Stored items

- - - - -

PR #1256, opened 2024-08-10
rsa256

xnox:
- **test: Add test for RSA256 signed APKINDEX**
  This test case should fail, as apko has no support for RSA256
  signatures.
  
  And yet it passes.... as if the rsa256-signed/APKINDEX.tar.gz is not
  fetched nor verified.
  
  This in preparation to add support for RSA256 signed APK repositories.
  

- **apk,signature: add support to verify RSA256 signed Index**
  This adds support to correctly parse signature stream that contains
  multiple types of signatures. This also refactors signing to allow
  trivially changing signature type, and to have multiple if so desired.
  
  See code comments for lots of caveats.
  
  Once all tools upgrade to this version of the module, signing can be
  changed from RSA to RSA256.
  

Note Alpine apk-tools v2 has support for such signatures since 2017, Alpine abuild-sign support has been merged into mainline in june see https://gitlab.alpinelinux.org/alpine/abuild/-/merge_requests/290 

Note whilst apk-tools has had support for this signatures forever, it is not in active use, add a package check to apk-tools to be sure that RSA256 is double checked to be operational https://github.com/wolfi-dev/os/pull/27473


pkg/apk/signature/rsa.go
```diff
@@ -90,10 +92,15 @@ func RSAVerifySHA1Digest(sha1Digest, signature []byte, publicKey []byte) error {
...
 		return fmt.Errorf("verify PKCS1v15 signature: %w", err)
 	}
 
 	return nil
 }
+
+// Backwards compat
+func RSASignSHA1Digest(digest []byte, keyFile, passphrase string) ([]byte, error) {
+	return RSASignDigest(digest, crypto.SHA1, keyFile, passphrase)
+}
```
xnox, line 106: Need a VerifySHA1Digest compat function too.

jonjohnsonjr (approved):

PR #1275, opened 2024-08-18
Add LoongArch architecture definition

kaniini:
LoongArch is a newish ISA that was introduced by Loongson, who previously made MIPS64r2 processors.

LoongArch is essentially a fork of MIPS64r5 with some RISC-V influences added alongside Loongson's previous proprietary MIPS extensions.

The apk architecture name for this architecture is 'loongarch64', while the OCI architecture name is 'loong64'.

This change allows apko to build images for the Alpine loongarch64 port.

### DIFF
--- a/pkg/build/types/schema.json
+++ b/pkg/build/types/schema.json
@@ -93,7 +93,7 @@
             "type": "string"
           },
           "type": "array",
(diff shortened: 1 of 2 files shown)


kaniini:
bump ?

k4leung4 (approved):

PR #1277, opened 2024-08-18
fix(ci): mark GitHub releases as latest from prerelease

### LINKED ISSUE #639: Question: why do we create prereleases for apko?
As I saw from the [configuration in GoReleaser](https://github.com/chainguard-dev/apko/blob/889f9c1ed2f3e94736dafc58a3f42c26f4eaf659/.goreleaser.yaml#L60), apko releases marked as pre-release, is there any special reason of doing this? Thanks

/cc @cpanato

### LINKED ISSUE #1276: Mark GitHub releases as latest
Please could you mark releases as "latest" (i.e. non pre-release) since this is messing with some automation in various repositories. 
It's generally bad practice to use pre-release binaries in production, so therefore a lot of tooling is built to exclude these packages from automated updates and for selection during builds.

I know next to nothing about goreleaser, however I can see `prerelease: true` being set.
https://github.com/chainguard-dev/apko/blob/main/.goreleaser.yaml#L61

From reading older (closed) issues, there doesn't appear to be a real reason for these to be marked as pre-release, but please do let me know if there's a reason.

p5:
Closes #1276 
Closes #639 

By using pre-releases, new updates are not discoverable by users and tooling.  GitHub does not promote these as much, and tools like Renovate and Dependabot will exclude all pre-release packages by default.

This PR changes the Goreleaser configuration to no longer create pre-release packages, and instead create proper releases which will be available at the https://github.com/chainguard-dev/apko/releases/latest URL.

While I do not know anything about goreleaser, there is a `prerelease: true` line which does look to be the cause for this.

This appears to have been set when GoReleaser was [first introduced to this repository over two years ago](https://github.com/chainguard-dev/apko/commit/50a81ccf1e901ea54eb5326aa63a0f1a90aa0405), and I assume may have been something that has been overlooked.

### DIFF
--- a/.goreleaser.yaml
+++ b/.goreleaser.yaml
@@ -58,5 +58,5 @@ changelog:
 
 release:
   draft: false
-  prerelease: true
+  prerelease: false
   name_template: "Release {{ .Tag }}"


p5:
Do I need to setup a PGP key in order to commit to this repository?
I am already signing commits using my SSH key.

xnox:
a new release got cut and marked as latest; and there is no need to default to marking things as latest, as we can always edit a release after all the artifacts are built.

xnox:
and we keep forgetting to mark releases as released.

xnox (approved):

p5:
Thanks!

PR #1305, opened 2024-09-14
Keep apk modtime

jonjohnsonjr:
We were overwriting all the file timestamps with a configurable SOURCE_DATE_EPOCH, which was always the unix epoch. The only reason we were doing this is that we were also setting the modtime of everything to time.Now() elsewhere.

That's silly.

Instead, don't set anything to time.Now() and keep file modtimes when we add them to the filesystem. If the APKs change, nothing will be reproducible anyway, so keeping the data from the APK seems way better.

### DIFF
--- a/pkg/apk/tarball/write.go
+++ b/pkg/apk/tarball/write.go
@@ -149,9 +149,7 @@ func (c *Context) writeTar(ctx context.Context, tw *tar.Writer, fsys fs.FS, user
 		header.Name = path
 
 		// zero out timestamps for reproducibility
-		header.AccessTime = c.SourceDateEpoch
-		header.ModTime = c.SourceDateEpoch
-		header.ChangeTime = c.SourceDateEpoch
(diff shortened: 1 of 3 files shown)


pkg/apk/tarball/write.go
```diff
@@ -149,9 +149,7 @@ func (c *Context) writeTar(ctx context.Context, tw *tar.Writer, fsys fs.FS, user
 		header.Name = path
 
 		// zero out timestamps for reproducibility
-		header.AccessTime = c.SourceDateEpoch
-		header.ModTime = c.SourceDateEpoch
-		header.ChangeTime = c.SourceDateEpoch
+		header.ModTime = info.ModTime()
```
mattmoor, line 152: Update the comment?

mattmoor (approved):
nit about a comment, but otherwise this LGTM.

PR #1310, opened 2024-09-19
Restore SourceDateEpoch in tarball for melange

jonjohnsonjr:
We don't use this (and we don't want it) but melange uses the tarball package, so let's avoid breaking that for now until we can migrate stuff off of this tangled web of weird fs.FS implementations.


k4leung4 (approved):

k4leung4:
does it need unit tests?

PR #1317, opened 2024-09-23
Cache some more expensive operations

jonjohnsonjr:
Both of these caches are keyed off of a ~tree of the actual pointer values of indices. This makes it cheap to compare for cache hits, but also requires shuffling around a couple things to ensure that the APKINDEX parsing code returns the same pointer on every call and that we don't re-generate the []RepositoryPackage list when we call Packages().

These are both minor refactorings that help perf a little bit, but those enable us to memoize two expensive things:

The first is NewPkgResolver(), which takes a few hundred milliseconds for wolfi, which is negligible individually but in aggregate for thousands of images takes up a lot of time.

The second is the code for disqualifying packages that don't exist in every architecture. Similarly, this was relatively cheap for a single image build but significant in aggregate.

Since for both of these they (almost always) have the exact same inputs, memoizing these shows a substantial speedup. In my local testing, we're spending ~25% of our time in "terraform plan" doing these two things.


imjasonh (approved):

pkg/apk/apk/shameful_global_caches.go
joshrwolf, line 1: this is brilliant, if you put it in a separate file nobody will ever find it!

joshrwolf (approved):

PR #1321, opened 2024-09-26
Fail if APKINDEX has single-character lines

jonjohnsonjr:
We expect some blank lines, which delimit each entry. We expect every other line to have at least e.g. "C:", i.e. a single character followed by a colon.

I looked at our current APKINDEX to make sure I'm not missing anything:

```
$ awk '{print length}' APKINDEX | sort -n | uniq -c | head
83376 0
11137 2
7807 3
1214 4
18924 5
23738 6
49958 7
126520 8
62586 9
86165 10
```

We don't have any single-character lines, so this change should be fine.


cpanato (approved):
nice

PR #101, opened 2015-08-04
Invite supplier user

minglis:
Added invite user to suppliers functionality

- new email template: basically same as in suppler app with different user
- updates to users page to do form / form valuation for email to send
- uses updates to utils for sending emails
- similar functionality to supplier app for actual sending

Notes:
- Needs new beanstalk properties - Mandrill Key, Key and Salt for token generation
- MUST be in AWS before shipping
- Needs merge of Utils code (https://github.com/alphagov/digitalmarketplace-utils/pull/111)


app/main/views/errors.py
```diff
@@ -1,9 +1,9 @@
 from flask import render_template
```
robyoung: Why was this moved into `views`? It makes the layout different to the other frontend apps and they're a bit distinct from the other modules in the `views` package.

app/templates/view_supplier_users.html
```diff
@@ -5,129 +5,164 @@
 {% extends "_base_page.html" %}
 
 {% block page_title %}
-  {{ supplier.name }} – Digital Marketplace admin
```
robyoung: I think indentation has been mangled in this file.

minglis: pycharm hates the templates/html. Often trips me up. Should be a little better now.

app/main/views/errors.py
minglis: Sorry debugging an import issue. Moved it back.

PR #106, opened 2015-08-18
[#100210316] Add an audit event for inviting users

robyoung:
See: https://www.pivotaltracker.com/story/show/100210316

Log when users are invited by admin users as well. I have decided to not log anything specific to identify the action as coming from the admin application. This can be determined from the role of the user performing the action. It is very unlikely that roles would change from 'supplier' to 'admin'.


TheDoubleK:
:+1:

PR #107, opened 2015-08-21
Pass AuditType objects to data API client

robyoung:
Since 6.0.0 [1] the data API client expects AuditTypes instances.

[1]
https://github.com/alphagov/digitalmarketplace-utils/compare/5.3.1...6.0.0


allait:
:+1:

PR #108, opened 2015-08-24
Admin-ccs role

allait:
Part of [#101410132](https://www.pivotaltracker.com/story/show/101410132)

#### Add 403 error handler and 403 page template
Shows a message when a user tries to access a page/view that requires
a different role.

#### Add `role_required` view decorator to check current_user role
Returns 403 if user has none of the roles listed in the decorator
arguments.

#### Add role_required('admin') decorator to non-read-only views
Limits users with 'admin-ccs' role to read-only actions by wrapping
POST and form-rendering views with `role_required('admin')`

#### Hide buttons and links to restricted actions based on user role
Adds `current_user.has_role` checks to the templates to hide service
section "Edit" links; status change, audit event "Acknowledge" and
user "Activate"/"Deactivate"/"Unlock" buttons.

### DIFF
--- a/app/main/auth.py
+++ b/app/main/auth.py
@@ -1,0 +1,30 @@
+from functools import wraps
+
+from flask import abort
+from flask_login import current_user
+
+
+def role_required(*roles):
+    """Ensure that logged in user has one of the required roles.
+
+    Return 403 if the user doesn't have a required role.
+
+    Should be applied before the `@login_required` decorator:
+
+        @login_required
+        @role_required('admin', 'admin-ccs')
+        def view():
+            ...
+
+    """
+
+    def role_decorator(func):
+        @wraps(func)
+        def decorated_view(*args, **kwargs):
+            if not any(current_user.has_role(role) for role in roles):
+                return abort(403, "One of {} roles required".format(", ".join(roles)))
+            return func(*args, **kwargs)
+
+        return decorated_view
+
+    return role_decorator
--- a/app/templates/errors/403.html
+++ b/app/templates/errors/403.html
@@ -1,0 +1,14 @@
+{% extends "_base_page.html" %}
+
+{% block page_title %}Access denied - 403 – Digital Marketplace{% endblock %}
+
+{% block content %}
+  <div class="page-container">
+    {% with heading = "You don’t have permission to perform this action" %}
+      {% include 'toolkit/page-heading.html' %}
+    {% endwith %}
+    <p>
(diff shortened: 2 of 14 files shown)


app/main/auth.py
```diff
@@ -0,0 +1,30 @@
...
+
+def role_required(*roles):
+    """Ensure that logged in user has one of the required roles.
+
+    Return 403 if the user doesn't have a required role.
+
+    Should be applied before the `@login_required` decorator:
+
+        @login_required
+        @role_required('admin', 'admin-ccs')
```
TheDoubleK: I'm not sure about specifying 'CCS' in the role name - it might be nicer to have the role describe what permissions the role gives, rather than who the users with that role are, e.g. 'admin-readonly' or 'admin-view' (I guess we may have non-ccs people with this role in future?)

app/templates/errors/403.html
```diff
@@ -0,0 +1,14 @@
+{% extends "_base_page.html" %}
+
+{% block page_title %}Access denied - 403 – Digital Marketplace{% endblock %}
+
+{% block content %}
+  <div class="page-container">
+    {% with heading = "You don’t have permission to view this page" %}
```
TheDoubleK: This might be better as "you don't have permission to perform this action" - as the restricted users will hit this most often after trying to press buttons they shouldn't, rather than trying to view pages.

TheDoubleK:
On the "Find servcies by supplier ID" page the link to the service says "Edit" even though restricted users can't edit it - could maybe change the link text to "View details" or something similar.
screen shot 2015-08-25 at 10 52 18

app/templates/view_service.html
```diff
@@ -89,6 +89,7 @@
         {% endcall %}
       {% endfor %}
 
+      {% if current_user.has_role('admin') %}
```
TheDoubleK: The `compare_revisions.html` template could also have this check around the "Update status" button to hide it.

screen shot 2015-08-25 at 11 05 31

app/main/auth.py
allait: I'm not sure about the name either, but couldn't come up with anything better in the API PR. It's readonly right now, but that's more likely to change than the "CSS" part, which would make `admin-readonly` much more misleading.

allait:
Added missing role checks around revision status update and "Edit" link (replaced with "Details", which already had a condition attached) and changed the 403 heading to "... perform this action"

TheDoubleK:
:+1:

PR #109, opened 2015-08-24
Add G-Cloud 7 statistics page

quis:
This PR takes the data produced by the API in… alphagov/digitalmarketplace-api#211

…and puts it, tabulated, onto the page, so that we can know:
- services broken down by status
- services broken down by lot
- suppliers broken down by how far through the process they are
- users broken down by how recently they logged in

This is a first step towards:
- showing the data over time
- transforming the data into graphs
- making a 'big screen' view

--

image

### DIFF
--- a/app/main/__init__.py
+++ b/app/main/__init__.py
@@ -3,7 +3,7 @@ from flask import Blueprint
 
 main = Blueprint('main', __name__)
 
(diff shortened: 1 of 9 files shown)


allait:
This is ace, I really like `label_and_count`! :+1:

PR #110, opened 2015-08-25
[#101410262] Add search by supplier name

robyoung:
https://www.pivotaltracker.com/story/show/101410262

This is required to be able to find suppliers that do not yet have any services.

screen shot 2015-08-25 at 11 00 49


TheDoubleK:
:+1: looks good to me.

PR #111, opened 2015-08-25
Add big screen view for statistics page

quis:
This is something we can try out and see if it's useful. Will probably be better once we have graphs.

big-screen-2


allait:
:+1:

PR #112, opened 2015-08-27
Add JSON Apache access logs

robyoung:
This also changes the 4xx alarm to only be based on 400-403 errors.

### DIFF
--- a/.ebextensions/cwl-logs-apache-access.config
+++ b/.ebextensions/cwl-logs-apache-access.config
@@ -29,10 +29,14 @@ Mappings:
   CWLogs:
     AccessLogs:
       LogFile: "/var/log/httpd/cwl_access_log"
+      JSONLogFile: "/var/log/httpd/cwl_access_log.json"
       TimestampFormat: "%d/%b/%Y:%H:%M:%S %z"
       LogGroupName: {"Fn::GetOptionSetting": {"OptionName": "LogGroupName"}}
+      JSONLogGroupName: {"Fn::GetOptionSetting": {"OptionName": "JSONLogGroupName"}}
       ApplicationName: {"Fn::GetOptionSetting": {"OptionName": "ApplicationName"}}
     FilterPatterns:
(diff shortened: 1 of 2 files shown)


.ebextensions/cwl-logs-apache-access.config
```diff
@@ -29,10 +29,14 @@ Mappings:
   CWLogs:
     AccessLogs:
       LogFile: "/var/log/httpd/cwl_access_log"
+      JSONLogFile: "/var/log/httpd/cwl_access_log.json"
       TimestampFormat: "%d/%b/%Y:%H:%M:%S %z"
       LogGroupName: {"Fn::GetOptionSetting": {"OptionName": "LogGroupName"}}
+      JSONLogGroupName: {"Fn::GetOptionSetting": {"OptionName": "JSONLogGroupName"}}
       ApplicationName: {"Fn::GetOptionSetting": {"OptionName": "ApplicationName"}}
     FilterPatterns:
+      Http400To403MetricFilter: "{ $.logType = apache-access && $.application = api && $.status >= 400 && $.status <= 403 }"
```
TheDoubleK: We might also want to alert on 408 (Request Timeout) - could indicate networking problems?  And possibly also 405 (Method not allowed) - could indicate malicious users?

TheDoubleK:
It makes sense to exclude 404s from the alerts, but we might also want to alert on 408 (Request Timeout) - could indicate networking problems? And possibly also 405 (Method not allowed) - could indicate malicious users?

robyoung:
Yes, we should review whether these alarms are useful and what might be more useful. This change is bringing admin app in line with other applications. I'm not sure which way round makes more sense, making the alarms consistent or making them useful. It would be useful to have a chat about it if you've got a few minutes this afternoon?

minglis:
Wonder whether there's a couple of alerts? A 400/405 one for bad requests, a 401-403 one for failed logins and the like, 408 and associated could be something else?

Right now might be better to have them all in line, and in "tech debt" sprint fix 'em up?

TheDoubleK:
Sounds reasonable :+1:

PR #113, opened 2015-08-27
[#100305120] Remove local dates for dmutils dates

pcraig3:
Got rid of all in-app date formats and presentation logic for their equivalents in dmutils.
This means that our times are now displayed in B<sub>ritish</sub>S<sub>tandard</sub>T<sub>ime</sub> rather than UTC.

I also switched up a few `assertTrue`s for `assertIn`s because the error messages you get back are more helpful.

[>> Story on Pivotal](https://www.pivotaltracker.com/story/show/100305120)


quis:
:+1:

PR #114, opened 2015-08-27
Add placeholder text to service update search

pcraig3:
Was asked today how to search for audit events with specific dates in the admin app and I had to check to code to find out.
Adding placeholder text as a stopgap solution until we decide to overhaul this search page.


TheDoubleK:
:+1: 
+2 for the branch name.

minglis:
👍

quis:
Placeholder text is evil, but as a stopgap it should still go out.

- - - - -

▶ Instructions to follow
Lines from the entries that contain the word "making" are what the answer must hold.

▶ Answer to this task
- making a 'big screen' view
Yes, we should review whether these alarms are useful and what might be more useful. This change is bringing admin app in line with other applications. I'm not sure which way round makes more sense, making the alarms consistent or making them useful. It would be useful to have a chat about it if you've got a few minutes this afternoon?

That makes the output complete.